Items from a data source
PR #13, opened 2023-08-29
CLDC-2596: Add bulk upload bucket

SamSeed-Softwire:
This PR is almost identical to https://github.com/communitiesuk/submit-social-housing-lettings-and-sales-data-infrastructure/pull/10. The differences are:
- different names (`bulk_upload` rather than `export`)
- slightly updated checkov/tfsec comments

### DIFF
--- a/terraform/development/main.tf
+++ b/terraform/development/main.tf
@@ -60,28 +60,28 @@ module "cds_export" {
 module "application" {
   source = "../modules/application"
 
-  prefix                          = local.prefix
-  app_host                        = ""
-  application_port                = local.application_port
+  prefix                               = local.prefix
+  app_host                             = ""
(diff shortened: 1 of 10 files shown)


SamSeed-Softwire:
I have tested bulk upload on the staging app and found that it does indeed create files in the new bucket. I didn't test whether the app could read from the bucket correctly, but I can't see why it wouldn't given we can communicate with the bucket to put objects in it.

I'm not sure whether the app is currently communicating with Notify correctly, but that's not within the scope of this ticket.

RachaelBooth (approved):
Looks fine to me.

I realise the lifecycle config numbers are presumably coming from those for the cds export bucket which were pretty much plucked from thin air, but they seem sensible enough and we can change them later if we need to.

---

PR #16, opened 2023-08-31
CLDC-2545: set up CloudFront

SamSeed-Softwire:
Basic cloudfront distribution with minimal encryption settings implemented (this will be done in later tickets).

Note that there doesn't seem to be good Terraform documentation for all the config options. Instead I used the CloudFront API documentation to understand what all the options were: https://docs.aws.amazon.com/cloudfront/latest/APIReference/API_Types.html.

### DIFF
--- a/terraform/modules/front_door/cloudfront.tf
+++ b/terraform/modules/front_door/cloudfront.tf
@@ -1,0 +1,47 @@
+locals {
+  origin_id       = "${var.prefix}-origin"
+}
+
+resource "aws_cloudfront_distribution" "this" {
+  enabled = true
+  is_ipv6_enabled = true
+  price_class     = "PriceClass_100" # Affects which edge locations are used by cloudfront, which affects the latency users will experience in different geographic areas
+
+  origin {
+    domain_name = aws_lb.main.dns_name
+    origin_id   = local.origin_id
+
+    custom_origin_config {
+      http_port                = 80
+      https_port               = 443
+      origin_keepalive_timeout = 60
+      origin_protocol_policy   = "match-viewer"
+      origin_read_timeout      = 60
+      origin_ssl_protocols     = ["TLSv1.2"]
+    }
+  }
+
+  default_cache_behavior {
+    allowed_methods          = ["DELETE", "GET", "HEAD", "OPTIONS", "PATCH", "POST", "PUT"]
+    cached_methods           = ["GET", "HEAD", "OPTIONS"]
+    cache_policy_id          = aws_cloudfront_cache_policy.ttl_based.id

Required action:
Copy each line from the data that features the string "HEAD".

Reply:
+    allowed_methods          = ["DELETE", "GET", "HEAD", "OPTIONS", "PATCH", "POST", "PUT"]
+    cached_methods           = ["GET", "HEAD", "OPTIONS"]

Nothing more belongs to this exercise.